### The input

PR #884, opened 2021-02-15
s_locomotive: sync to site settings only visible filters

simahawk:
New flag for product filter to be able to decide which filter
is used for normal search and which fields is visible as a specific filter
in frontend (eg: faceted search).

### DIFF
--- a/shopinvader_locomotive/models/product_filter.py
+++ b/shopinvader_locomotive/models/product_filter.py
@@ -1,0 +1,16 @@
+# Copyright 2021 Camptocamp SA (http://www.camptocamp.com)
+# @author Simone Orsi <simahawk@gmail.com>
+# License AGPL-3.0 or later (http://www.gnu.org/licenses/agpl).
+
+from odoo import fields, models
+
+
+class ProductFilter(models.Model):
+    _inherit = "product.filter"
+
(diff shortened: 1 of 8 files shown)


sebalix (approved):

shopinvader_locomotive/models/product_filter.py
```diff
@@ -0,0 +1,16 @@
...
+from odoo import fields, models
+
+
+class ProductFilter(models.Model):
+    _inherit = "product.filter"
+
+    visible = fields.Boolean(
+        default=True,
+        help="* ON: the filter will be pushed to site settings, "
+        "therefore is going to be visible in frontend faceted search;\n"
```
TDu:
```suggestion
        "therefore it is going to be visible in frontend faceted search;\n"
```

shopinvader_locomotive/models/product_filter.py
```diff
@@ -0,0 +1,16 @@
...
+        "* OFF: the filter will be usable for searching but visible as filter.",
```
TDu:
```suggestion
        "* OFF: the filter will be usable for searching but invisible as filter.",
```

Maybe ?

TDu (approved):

######
### The input

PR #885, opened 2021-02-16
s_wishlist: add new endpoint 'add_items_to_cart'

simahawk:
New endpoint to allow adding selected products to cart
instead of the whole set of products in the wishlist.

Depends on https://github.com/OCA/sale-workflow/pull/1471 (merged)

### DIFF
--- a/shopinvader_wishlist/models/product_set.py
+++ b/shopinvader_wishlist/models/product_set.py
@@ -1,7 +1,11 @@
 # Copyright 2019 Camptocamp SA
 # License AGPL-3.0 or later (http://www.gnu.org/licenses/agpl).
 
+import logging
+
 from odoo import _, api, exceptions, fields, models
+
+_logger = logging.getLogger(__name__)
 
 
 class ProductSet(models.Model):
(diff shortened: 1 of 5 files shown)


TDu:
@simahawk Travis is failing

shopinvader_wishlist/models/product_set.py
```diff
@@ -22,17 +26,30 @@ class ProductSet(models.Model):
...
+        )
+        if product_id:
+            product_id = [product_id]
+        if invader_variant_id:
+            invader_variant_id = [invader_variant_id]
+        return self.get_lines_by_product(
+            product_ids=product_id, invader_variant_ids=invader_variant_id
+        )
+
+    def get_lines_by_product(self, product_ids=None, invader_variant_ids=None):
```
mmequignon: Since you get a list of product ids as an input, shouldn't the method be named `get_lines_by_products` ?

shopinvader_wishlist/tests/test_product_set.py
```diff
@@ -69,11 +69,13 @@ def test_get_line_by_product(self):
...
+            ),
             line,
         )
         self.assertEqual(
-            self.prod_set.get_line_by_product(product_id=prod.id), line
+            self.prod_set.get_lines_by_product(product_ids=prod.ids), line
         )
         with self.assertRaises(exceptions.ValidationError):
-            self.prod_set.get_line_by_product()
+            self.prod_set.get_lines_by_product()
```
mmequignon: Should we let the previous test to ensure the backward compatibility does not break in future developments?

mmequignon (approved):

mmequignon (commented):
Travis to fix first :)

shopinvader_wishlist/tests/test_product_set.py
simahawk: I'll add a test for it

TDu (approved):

######
### The input

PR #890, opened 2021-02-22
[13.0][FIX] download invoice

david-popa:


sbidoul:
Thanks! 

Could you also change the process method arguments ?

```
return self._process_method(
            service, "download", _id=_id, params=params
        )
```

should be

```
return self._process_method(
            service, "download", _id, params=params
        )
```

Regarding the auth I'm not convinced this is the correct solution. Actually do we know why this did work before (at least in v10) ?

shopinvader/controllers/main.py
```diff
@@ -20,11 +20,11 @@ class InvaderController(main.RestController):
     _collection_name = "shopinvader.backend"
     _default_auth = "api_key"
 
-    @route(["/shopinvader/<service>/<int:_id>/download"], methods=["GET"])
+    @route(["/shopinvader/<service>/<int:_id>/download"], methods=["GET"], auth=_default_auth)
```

######

- What you should do
Indicate how many lines in the records above include the word "AGPL", giving no other content.

- Written answer
2